* EXERCISE
Please find all lines in the data that hold the string "pull" and copy them.

* INPUT
Issue #5377, opened 2025-09-30
db: make minimum bytes eligible for likely mvcc garbage separation configurable


annrpom:

annrpom:
We backported something for this in 25.4 - https://github.com/cockroachdb/pebble/pull/5505; going to get stuff merged on master before I close this out

PR #5410, opened 2025-10-07
db: min size for mvcc separation should be configurable

annrpom:
We will add a configurable option, `LatencyTolerantSpanPolicy`, that
specifies the minimum value size required for latency tolerant spans
and likely MVCC garbage to be separated into a blob file.

Fixes: #5377

### DIFF
--- a/compaction.go
+++ b/compaction.go
@@ -3476,14 +3476,15 @@ func (d *DB) compactAndWrite(
 			writerOpts.Compression = block.FastestCompression
 		}
 		vSep := valueSeparation
-		switch spanPolicy.ValueStoragePolicy {
-		case ValueStorageLowReadLatency:
+		switch spanPolicy.ValueStoragePolicy.PolicyAdjustment {
+		case NoValueSeparation:
 			vSep = compact.NeverSeparateValues{}
-		case ValueStorageLatencyTolerant:
+		case Override:
 			// This span of keyspace is more tolerant of latency, so set a more
 			// aggressive value separation policy for this output.
 			vSep.SetNextOutputConfig(compact.ValueSeparationOutputConfig{
-				MinimumSize: latencyTolerantMinimumSize,
+				MinimumSize:            spanPolicy.ValueStoragePolicy.MinimumSize,
+				MinimumMVCCGarbageSize: spanPolicy.ValueStoragePolicy.MinimumMVCCGarbageSize,
 			})
 		}
 		objMeta, tw, err := d.newCompactionOutputTable(jobID, c, writerOpts)
--- a/data_test.go
+++ b/data_test.go
@@ -1783,21 +1783,27 @@ func parseDBOptionsArgs(opts *Options, args []datadriven.CmdArg) error {
 			}
 			policy := SpanPolicy{
 				DisableValueSeparationBySuffix: true,
-				ValueStoragePolicy:             ValueStorageLowReadLatency,
+				ValueStoragePolicy: ValueStoragePolicy{
+					PolicyAdjustment: NoValueSeparation,
+				},
 			}
 			spanPolicies = append(spanPolicies, SpanAndPolicy{
 				KeyRange: span,
 				Policy:   policy,
 			})
-		case "latency-tolerant-span":
+		case "override-span":
 			if len(cmdArg.Vals) != 2 {
-				return errors.New("latency-tolerant-span expects 2 arguments: <start-key> <end-key>")
+				return errors.New("override-span expects 2 arguments: <start-key> <end-key>")
 			}
 			span := KeyRange{
 				Start: []byte(cmdArg.Vals[0]),
 				End:   []byte(cmdArg.Vals[1]),
 			}
-			policy := SpanPolicy{ValueStoragePolicy: ValueStorageLatencyTolerant}
+			policy := SpanPolicy{ValueStoragePolicy: ValueStoragePolicy{
+				PolicyAdjustment:       Override,
+				MinimumSize:            latencyTolerantMinimumSize,
+				MinimumMVCCGarbageSize: 1,
+			}}
 			spanPolicies = append(spanPolicies, SpanAndPolicy{
 				KeyRange: span,
 				Policy:   policy,
@@ -1868,6 +1874,11 @@ func parseDBOptionsArgs(opts *Options, args []datadriven.CmdArg) error {
 							return err
 						}
 						policy.GarbageRatioHighPriority, err = strconv.ParseFloat(value[i+1:], 64)
+						if err != nil {
+							return err
+						}
+					case "min-mvcc-garbage-size":
+						policy.MinimumMVCCGarbageSize, err = strconv.Atoi(value)
 						if err != nil {
 							return err
 						}
--- a/event_listener_test.go
+++ b/event_listener_test.go
@@ -633,9 +633,10 @@ func TestBlobCorruptionEvent(t *testing.T) {
 			}
 			opts.Experimental.ValueSeparationPolicy = func() ValueSeparationPolicy {
 				return ValueSeparationPolicy{
-					Enabled:               true,
-					MinimumSize:           1,
-					MaxBlobReferenceDepth: 10,
+					Enabled:                true,
+					MinimumSize:            1,
+					MinimumMVCCGarbageSize: 1,
+					MaxBlobReferenceDepth:  10,
 				}
 			}
 			d, err := Open("", opts)
--- a/internal/compact/run.go
+++ b/internal/compact/run.go
@@ -115,6 +115,9 @@ type ValueSeparationOutputConfig struct {
 	// MinimumSize is the minimum size of a value that will be separated into a
 	// blob file.
 	MinimumSize int
+	// MinimumMVCCGarbageSize is the minimum size of a value that will be
+	// separated into a blob file if the value is likely MVCC garbage.
+	MinimumMVCCGarbageSize int
 }
 
 // ValueSeparation defines an interface for writing some values to separate blob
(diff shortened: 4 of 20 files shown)


RaduBerinde:
*[`options.go` line 822 at r1](https://reviewable.io/reviews/cockroachdb/pebble/5410#-Ob9q-uME6dxYtsVISM3:-ObDRxIc3n4MfjZPohtj:b-q931r2) ([raw file](https://github.com/cockroachdb/pebble/blob/1c0a72cfc9fa1504eb353d6f1420559af1807fed/options.go#L822)):*

I am always a bit confused about our configuration approach to value separation.
- We have a globally applicable ValueSeparationPolicy with many parameters. This is very reasonable.
- We tweak it in two ways (a) no value separation, (b) the minimum size, based on the ValueStoragePolicy enum in the SpanPolicy. This tweaking happens in code, instead of the SpanPolicy explicitly specifying the pair (doValueSeparation, minimumSize), where both of the elements in that tuple would allow a special value that says "use global setting". In general, mapping things from enum into configs is probably best left to the highest layer (like CockroachDB).

Now we are adding another option that makes that minimum size configurable and it uses a func, when we already have a dynamic `ValueSeparationPolicy` via `Options.Experimental.ValueSeparationPolicy` func and we have a dynamic `SpanPolicy` to override the global behavior via `SpanPolicyFunc`. I think this is making the configuration more confusing. And we seem to have decided that the minimum size should be the same for latency tolerant and MVCC garbage -- that decision is better left to CockroachDB.

How about something like:

```
type ValueSeparationPolicy struct {
   ...
   MinimumSize int
   // Applies only to SpanPolicys that permit separation of MVCC garbage, which is also the default. 
   MinimumMVCCGarbageSize int
    ...
}

type SpanPolicy struct {
   ...
   ValueStoragePolicy ValueStoragePolicy
}

type ValueStoragePolicy {
   PolicyAdjustment ValueStoragePolicyAdjustment
   // Remaining fields are ignored, unless the adjustment is Override.
   HasMVCCGarbage bool
   MinimumSize int
   MinimumMVCCGarbageSize int.
}

// Possibe values are UseDefault, NoValueSeparation, Override.
type ValueStoragePolicyAdjustment uint8

```

@jbowens
</blockquote></details>

I agree - Pebble can define a "recommended" low latency value for `ValueStoragePolicy` that CRDB can use to populate the field - but it should all be returned through the span policy.

jbowens (commented):
> *[Reviewable](https://reviewable.io/reviews/cockroachdb/pebble/5410)* status: 3 of 26 files reviewed, 3 unresolved discussions (waiting on @annrpom, @jbowens, @RaduBerinde, and @sumeerbhola)

___
*[`value_separation.go` line 45 at r3](https://reviewable.io/reviews/cockroachdb/pebble/5410#-Oc1jzYPEXe9YA3lOtdx:-Oc2K2uhE62bVHP-qxXL:bbnuk3h) ([raw file](https://github.com/cockroachdb/pebble/blob/7e2405577376a7c93efad8aaa3c59efe3ae1ceae/value_separation.go#L45)):*

> When there isn't a single policy, we used to pass `ValueStorageDefault`. Now we have a struct. The calling code of `determine...` seems unchanged

I didn't follow this; I didn't see any changes from enum to struct.

> This seems dubious since there could be many policies spanning the compaction interval and we are looking at one policy (perhaps the default) and it not everything matches we would rewrite the references?

We split sstables at new policies during Open, so we expect the vast majority of compactions to be within the same span policy. We establish the value separation of the entire compaction span upfront and pass that in:
```
        spanPolicy, spanPolicyEndKey, err = d.opts.Experimental.SpanPolicyFunc(c.bounds.Start)
	if err != nil {
		return runner.Finish().WithError(err)
	}
	if len(spanPolicyEndKey) == 0 || d.cmp(c.bounds.End.Key, spanPolicyEndKey) < 0 {
		compactionValueStoragePolicy = spanPolicy.ValueStoragePolicy
	}
```
This allows us to rewrite blob files if any of the inputs were encoded using a different policy.

(still parsing the comments here)
</blockquote></details>

> Then I noticed `preserveBlobReferences` doesn't do anything in `SetNextOutputConfig`, so the `preserveBlobReferences.MinimumSize` return value is quite arbitrary, which we then fill into the sstable properties `tw.SetValueSeparationProps`.

The existing logic looks right to me. We'll only preserve blob references if all the compaction inputs used the same minimum size for the purpose of separating values. So this propagated minimum size holds for the outputted sstables as well.

However by making this additional value size configurable, the policy can no longer be expressed by just 1 minimum size. We now also have to capture the minimum size of MVCC garbage at the time it was written.

sumeerbhola (changes requested):
> *[Reviewable](https://reviewable.io/reviews/cockroachdb/pebble/5410)* status: 3 of 26 files reviewed, 3 unresolved discussions (waiting on @annrpom, @jbowens, and @RaduBerinde)

___
*[`options.go` line 822 at r1](https://reviewable.io/reviews/cockroachdb/pebble/5410#-Ob9q-uME6dxYtsVISM3:-Oc39EwE5uprXCc_Ghz1:b-lqgns0) ([raw file](https://github.com/cockroachdb/pebble/blob/1c0a72cfc9fa1504eb353d6f1420559af1807fed/options.go#L822)):*

At the SpanPolicy level we currently have `DisableValueSeparationBySuffix`:
```
	// DisableValueSeparationBySuffix disables discriminating KVs depending on
	// suffix.
	//
	// Among a set of keys with the same prefix, Pebble's default heuristics
	// optimize access to the KV with the smallest suffix. This is useful for MVCC
	// keys (where the smallest suffix is the latest version), but should be
	// disabled for keys where the suffix does not correspond to a version.
	DisableValueSeparationBySuffix bool
```
Are you suggesting moving it into the `ValueStoragePolicy`? I think it's currently at the higher level because it also configures whether to separate values into value blocks within the same sstable. I don't really have an opinion where it lives.
</blockquote></details>

Good point. I don't have an opinion either. Just wanted it captured somehow, and we already do.
Do we use it in blob value separation, or are we relying on NoValueSeparation?
___
*[`value_separation.go` line 45 at r3](https://reviewable.io/reviews/cockroachdb/pebble/5410#-Oc1jzYPEXe9YA3lOtdx:-Oc39mqOETaz2RKnjM8r:b-7rqcf0) ([raw file](https://github.com/cockroachdb/pebble/blob/7e2405577376a7c93efad8aaa3c59efe3ae1ceae/value_separation.go#L45)):*
> I didn't follow this; I didn't see any changes from enum to struct.

ValueStoragePolicy used to be an enum and now it is a struct. I may be missing something.

> We split sstables at new policies during Open, so we expect the vast majority of compactions to be within the same span policy

Yep, I understand that part (mainly because I had to heavily modify this code for the tiered storage prototype).

> The existing logic looks right to me. We'll only preserve blob references if all the compaction inputs used the same minimum size for the purpose of separating values.

This seems risky since if we happen to have files of 2 policies in a compaction, we will unnecessarily rewrite the values. That is if [a,c) has min-size 100 and [c,e) has min-size 500, and we have a compaction over the interval [b,d) we would rewrite the blob references. Why don't we check whether the minimum size is correct by iterating over the SpanPolicys in the compaction and coordinate that iteration with that of the input files?

I suspect what you are saying is that because every level splits at these policy boundaries, we should never be expanding a compaction to cover multiple policies (unless the policy changed)? Am I understanding correctly? But we also add manual compactions, which aren't necessarily working with such constrained spans. I think if we are relying on some assumptions it would be nice to spell them out.

Also maybe worth taking a look at the value_separation.go, SpanPolicy, SpanPolicyFunc and DB.compactAndWrite -- there is iteration over the policies that happens for other reasons. It may help refining this in a way that will not need to be rethought when we add the TieringPolicy.

> One thing to keep in mind, I don't think we should go too hard on configuration clean up in this PR, because our intent is to backport the knob to 25.4

Oh, I wasn't aware of that. In that case I'd prefer for @annrpom to do a small PR that you review that then gets backported. We can come back to this larger one after that.

xinhaoz:
*[`value_separation.go` line 45 at r3](https://reviewable.io/reviews/cockroachdb/pebble/5410#-Oc1jzYPEXe9YA3lOtdx:-OcllUd5A65iQTkMTt5-:b-53vxq9) ([raw file](https://github.com/cockroachdb/pebble/blob/7e2405577376a7c93efad8aaa3c59efe3ae1ceae/value_separation.go#L45)):*

> I didn't follow this; I didn't see any changes from enum to struct.

ValueStoragePolicy used to be an enum and now it is a struct. I may be missing something.

> We split sstables at new policies during Open, so we expect the vast majority of compactions to be within the same span policy

Yep, I understand that part (mainly because I had to heavily modify this code for the tiered storage prototype).

> The existing logic looks right to me. We'll only preserve blob references if all the compaction inputs used the same minimum size for the purpose of separating values.

This seems risky since if we happen to have files of 2 policies in a compaction, we will unnecessarily rewrite the values. That is if [a,c) has min-size 100 and [c,e) has min-size 500, and we have a compaction over the interval [b,d) we would rewrite the blob references. Why don't we check whether the minimum size is correct by iterating over the SpanPolicys in the compaction and coordinate that iteration with that of the input files?

I suspect what you are saying is that because every level splits at these policy boundaries, we should never be expanding a compaction to cover multiple policies (unless the policy changed)? Am I understanding correctly? But we also add manual compactions, which aren't necessarily working with such constrained spans. I think if we are relying on some assumptions it would be nice to spell them out.

Also maybe worth taking a look at the value_separation.go, SpanPolicy, SpanPolicyFunc and DB.compactAndWrite -- there is iteration over the policies that happens for other reasons. It may help refining this in a way that will not need to be rethought when we add the TieringPolicy.

> One thing to keep in mind, I don't think we should go too hard on configuration clean up in this PR, because our intent is to backport the knob to 25.4

Oh, I wasn't aware of that. In that case I'd prefer for @annrpom to do a small PR that you review that then gets backported. We can come back to this larger one after that.
</blockquote></details>

Synced with Annie after I happened to see the discussion here, and I applied some of the suggestions in https://github.com/cockroachdb/pebble/pull/5518 since I just merged some of the changes in question last week.
We can move review/discussion of the preserving logic there!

* SOLUTION TO THE PROBLEM
We backported something for this in 25.4 - https://github.com/cockroachdb/pebble/pull/5505; going to get stuff merged on master before I close this out
Synced with Annie after I happened to see the discussion here, and I applied some of the suggestions in https://github.com/cockroachdb/pebble/pull/5518 since I just merged some of the changes in question last week.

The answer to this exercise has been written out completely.